*** SOURCE RECORDS Section Begins ***
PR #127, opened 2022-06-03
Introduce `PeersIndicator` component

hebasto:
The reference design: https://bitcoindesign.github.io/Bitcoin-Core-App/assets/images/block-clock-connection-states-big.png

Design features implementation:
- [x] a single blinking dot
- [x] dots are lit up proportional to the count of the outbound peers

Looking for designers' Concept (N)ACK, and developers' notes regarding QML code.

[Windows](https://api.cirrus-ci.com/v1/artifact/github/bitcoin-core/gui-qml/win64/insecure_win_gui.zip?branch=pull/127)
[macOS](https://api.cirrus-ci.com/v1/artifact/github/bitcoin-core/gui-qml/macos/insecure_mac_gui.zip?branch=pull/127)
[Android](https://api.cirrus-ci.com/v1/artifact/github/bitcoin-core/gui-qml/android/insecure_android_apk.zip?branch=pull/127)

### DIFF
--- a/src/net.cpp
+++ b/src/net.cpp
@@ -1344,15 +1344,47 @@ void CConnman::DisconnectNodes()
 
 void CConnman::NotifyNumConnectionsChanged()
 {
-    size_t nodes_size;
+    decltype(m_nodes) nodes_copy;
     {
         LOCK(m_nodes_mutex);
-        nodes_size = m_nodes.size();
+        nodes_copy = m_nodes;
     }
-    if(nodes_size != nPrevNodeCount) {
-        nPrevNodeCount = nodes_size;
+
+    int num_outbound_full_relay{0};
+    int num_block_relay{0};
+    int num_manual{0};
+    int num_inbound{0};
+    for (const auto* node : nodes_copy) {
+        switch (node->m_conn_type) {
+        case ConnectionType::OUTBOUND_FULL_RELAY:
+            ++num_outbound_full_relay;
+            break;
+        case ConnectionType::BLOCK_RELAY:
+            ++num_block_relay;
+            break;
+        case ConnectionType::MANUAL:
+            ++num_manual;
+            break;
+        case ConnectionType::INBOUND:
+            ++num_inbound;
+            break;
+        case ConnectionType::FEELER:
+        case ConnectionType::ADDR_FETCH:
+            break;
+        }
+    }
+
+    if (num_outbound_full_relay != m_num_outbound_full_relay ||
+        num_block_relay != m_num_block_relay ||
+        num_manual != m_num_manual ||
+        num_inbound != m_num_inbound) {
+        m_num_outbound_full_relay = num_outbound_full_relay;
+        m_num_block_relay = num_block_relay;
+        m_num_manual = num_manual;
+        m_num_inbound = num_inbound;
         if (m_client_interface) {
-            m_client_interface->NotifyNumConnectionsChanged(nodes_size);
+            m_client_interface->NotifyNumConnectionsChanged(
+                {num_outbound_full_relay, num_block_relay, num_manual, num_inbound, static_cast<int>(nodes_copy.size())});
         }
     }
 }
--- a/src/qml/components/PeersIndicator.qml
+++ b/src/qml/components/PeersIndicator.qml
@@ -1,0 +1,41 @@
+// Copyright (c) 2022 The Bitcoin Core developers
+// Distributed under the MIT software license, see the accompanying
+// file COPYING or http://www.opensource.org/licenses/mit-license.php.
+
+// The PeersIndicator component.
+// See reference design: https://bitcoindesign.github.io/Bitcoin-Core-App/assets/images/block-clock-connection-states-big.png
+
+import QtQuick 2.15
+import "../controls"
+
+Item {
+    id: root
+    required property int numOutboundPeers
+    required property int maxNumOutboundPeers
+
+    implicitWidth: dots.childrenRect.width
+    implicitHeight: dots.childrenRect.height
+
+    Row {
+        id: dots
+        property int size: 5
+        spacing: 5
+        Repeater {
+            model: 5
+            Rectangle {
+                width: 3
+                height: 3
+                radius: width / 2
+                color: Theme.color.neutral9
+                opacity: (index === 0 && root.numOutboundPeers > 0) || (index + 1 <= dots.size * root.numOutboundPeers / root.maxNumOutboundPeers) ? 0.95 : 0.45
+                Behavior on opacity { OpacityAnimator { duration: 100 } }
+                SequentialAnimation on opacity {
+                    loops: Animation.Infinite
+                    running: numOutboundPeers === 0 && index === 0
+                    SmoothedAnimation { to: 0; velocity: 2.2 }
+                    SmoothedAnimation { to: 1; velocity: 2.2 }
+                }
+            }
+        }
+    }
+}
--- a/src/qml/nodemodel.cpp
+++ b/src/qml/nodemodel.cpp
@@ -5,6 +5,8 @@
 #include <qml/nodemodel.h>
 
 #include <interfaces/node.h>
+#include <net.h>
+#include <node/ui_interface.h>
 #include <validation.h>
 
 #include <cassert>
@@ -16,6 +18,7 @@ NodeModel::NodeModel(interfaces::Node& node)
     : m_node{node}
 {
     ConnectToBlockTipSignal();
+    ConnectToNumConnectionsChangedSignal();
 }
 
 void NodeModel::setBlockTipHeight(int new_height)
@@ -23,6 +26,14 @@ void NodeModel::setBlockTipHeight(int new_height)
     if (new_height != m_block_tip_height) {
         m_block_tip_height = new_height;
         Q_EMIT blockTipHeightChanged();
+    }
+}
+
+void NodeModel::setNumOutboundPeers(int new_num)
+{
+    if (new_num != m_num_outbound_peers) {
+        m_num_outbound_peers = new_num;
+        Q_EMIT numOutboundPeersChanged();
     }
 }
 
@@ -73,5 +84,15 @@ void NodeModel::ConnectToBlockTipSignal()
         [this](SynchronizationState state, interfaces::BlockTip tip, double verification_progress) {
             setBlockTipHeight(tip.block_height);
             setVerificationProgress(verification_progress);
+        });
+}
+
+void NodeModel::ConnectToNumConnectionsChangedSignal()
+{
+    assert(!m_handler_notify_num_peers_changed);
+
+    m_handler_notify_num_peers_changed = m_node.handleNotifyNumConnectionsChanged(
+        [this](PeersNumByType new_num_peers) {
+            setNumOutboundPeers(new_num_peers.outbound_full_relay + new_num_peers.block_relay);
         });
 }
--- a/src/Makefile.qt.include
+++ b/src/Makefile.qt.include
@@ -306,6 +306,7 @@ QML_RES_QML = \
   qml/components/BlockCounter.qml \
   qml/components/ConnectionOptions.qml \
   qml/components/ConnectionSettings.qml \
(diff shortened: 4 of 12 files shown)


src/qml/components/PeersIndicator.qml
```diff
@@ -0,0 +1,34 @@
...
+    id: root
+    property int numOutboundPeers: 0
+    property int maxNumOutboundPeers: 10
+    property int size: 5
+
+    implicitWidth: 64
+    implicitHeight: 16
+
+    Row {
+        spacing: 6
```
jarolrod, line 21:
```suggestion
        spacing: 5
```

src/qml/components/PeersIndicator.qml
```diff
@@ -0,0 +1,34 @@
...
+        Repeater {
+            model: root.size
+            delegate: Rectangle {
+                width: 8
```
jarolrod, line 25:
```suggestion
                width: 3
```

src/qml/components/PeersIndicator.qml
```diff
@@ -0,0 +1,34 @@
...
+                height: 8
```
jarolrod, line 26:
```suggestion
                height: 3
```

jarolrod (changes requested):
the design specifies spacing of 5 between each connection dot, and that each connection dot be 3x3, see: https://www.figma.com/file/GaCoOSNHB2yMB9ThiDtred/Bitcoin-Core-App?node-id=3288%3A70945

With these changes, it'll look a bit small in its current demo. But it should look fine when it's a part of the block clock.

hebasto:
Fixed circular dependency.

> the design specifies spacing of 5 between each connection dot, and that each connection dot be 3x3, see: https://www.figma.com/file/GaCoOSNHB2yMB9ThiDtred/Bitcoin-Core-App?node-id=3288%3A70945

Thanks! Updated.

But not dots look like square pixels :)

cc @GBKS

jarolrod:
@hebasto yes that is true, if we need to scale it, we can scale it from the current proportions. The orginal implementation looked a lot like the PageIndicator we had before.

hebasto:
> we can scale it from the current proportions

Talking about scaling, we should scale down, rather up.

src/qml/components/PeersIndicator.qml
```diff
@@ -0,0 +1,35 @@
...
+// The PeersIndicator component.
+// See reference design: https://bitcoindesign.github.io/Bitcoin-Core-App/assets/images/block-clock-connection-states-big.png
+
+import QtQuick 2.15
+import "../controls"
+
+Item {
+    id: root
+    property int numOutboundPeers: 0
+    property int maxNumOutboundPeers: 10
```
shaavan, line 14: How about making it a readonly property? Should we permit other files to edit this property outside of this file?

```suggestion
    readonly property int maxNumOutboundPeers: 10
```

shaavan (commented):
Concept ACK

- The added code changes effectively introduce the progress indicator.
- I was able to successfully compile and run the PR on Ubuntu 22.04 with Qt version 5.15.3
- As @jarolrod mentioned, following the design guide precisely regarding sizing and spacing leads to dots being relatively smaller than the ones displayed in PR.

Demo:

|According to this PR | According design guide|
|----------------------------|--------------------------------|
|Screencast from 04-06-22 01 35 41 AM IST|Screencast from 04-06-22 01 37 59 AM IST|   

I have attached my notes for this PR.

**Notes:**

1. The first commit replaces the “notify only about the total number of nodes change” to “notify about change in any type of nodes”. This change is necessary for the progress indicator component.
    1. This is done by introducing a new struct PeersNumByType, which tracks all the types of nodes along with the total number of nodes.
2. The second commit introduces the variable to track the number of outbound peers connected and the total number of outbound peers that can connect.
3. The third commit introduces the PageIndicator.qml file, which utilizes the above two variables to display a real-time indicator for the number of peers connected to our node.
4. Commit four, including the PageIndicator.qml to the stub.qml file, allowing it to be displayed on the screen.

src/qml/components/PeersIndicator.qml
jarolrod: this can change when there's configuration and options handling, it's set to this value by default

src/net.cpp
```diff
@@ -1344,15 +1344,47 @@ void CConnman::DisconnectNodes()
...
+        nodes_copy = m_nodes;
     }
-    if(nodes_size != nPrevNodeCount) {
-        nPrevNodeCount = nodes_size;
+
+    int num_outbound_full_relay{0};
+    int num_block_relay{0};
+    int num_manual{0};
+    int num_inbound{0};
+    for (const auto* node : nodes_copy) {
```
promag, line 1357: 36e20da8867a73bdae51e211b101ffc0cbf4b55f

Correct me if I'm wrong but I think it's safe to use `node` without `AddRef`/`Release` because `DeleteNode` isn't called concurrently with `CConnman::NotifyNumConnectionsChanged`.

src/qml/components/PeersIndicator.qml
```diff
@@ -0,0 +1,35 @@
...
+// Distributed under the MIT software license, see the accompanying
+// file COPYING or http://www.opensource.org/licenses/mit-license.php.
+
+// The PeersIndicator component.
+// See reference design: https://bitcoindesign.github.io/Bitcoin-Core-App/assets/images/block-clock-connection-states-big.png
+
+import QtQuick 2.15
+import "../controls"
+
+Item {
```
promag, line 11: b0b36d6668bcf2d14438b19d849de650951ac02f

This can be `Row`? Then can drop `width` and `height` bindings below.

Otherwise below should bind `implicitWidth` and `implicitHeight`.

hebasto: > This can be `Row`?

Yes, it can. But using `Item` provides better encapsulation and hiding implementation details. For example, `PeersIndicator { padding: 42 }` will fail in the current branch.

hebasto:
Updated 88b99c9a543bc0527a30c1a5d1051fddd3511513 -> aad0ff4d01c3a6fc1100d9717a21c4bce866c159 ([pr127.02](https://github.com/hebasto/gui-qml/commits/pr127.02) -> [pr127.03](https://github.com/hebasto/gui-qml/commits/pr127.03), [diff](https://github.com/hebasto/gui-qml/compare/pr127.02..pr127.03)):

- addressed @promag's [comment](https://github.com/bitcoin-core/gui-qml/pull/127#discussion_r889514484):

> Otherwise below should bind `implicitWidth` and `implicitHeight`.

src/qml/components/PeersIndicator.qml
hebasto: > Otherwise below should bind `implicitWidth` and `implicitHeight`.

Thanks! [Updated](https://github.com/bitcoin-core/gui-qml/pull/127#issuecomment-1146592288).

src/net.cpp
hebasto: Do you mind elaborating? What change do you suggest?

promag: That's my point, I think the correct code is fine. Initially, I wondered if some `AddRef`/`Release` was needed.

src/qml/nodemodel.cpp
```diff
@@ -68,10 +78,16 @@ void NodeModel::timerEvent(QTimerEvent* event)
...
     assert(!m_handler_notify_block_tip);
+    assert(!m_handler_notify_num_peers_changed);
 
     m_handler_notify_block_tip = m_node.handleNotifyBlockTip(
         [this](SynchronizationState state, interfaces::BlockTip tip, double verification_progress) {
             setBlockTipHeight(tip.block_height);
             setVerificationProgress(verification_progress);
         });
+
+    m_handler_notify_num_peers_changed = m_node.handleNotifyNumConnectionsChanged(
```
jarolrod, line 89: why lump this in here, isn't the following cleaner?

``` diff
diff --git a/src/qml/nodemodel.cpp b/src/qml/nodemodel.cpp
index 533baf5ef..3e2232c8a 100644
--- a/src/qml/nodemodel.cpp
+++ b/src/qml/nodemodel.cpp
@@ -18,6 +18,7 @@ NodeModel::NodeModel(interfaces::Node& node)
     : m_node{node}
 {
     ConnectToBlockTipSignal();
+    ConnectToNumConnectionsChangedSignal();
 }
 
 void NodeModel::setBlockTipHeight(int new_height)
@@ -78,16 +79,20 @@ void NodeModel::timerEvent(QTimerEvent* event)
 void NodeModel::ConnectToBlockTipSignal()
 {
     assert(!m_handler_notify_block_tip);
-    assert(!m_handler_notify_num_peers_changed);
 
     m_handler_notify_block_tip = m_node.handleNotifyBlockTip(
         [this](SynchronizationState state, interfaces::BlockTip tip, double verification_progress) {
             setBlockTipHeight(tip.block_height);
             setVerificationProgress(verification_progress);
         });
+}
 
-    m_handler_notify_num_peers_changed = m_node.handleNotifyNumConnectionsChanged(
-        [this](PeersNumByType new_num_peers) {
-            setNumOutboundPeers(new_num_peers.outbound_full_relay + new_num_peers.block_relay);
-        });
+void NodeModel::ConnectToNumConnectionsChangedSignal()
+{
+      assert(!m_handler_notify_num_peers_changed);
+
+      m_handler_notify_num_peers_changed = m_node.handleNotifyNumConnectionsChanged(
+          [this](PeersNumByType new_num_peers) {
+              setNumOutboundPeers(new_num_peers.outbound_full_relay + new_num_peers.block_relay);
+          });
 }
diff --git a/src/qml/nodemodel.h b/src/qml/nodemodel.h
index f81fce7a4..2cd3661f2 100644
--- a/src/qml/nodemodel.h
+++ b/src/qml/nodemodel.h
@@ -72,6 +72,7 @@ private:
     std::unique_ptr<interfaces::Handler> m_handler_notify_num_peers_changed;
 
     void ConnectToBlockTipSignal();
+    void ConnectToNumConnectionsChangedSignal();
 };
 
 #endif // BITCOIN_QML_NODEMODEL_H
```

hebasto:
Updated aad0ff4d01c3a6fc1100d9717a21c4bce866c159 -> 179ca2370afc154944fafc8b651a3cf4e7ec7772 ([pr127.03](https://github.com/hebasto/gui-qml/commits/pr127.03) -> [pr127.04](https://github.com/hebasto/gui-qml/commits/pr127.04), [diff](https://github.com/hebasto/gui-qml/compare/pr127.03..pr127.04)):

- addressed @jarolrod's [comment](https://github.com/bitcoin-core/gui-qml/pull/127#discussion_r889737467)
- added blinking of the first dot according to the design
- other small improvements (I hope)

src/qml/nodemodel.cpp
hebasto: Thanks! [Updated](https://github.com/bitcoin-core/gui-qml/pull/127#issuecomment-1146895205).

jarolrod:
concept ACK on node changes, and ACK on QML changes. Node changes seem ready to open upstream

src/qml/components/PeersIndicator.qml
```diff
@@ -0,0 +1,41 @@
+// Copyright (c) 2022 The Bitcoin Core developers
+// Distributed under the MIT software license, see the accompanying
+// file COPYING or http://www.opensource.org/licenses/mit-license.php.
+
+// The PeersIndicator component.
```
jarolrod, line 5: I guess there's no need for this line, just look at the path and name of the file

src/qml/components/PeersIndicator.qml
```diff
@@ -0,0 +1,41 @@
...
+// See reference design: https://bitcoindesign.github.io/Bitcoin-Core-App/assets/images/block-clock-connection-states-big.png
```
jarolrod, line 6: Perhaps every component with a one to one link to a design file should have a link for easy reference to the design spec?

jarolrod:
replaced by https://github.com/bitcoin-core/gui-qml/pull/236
*** SOURCE RECORDS Section Ends ***
_WORK INSTRUCTION_
Your reply should hold every line from the data that contains "commits", copied in full.

_SOLVED EXERCISE_
Updated 88b99c9a543bc0527a30c1a5d1051fddd3511513 -> aad0ff4d01c3a6fc1100d9717a21c4bce866c159 ([pr127.02](https://github.com/hebasto/gui-qml/commits/pr127.02) -> [pr127.03](https://github.com/hebasto/gui-qml/commits/pr127.03), [diff](https://github.com/hebasto/gui-qml/compare/pr127.02..pr127.03)):
Updated aad0ff4d01c3a6fc1100d9717a21c4bce866c159 -> 179ca2370afc154944fafc8b651a3cf4e7ec7772 ([pr127.03](https://github.com/hebasto/gui-qml/commits/pr127.03) -> [pr127.04](https://github.com/hebasto/gui-qml/commits/pr127.04), [diff](https://github.com/hebasto/gui-qml/compare/pr127.03..pr127.04)):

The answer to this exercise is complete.